Saved entries:
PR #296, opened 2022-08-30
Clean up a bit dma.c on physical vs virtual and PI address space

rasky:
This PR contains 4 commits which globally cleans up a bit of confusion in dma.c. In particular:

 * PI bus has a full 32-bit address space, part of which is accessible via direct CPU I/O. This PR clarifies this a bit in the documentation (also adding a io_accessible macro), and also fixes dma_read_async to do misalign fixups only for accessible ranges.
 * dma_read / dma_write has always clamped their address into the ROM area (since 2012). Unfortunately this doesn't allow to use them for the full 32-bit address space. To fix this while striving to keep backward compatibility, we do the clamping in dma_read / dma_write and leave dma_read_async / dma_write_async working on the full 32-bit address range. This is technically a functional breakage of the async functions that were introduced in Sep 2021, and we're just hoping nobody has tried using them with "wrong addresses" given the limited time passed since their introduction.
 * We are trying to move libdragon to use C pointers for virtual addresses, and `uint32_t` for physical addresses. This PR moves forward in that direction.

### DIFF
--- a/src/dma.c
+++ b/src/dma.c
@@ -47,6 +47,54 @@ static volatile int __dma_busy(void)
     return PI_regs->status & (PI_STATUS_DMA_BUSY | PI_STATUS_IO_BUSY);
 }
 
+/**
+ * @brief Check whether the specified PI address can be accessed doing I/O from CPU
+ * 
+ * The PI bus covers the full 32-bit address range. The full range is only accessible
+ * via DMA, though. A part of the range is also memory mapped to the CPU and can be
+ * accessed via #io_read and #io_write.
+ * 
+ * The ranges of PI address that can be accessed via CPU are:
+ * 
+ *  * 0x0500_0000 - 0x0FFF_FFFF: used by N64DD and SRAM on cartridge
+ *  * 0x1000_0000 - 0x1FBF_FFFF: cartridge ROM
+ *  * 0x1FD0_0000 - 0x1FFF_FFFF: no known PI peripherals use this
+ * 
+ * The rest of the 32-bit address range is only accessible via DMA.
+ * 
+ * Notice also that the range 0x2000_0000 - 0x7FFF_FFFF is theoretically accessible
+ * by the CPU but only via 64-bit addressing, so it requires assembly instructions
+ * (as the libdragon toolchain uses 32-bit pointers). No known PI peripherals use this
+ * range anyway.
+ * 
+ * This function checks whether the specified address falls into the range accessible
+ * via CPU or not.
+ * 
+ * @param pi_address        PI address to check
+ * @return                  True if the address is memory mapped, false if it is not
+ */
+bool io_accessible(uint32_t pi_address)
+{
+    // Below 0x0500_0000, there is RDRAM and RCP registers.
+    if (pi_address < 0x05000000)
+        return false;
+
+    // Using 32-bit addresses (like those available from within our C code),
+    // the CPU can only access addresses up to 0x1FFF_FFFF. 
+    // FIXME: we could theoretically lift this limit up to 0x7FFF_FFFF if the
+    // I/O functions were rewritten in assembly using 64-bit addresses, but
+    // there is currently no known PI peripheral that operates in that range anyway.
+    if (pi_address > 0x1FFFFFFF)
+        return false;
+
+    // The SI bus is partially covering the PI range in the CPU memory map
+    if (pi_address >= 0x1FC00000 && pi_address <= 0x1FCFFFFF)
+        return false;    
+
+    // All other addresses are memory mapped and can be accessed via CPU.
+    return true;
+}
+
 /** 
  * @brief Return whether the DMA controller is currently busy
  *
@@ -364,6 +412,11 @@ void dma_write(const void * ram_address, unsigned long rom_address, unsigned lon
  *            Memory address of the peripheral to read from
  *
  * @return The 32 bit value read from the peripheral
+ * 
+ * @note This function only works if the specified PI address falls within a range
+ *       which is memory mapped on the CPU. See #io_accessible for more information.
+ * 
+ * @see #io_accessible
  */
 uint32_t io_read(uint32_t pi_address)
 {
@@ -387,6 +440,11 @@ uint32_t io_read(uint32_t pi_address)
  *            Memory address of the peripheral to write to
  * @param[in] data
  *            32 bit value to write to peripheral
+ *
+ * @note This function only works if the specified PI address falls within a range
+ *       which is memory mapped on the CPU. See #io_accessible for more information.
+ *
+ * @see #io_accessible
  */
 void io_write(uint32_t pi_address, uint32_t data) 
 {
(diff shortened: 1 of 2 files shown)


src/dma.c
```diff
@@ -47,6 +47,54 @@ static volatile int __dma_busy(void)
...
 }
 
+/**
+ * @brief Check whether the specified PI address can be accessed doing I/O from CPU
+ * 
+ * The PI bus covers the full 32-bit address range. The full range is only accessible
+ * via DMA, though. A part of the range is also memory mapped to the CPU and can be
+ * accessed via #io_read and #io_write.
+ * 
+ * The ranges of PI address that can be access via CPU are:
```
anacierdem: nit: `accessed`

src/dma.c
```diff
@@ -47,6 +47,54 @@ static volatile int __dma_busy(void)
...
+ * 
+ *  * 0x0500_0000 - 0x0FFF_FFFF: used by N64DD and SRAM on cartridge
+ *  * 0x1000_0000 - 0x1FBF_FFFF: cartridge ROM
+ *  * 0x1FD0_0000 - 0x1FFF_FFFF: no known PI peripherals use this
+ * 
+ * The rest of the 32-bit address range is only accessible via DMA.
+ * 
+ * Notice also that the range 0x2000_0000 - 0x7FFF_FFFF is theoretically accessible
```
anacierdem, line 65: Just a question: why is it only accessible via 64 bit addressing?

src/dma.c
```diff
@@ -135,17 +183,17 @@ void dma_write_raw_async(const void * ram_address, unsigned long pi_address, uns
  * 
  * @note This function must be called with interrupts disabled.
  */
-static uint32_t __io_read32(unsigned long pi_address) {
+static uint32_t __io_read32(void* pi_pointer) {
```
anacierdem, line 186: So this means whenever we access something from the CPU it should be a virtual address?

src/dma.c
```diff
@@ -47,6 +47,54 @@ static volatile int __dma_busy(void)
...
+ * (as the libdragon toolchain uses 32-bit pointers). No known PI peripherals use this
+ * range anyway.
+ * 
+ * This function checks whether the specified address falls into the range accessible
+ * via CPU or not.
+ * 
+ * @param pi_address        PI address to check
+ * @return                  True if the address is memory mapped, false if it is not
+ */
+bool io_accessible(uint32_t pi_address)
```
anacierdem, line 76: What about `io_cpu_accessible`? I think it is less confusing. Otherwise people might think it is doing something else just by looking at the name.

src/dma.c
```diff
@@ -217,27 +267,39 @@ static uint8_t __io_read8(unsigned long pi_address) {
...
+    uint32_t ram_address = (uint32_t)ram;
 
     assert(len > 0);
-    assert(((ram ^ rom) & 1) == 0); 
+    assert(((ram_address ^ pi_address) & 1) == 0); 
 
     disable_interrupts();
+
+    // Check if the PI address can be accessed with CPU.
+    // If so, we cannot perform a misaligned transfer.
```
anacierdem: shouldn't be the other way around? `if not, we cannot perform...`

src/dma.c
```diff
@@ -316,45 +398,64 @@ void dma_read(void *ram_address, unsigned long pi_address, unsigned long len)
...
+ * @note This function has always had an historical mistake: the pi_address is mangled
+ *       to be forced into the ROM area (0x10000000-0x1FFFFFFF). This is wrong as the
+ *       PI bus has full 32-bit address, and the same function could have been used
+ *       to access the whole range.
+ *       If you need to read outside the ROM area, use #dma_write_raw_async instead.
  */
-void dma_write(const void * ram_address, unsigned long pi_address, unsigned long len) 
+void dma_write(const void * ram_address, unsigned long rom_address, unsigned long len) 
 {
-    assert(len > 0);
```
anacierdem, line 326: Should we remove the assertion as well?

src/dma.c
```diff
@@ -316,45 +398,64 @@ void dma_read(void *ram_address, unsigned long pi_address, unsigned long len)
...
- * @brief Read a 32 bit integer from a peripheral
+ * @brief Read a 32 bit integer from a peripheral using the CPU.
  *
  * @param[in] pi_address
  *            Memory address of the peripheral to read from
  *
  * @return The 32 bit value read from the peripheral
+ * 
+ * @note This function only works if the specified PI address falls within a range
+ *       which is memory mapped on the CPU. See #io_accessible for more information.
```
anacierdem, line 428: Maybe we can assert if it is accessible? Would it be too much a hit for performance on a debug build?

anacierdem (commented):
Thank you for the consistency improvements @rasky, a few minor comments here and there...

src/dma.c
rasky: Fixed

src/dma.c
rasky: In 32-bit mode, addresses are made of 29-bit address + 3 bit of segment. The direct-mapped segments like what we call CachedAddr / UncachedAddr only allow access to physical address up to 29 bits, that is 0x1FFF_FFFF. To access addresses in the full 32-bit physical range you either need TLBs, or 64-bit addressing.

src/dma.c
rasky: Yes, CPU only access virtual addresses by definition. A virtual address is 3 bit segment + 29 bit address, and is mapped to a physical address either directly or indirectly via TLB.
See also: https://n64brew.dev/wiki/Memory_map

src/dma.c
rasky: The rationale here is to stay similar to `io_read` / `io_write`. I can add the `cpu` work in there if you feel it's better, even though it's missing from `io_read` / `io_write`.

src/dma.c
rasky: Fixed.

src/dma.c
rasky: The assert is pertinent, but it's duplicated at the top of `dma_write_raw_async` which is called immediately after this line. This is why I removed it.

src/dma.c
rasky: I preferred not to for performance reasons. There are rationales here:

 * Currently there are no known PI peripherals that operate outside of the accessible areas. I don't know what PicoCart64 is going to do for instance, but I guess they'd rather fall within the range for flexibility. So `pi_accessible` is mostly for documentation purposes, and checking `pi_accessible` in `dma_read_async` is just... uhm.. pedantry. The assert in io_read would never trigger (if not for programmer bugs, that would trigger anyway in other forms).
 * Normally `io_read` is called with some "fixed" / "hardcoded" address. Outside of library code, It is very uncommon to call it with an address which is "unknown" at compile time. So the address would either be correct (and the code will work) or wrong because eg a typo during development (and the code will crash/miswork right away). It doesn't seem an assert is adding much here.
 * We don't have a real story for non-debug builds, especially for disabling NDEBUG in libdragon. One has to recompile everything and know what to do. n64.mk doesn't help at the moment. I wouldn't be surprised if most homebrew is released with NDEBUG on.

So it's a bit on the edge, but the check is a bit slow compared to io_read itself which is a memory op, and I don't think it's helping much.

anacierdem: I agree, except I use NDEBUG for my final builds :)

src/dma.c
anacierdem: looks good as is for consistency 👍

PROBLEM: Print the records above verbatim from their first line to the line containing "This PR contains", both included, and stop there.

ANSWER TO THIS TASK:
PR #296, opened 2022-08-30
Clean up a bit dma.c on physical vs virtual and PI address space

rasky:
This PR contains 4 commits which globally cleans up a bit of confusion in dma.c. In particular:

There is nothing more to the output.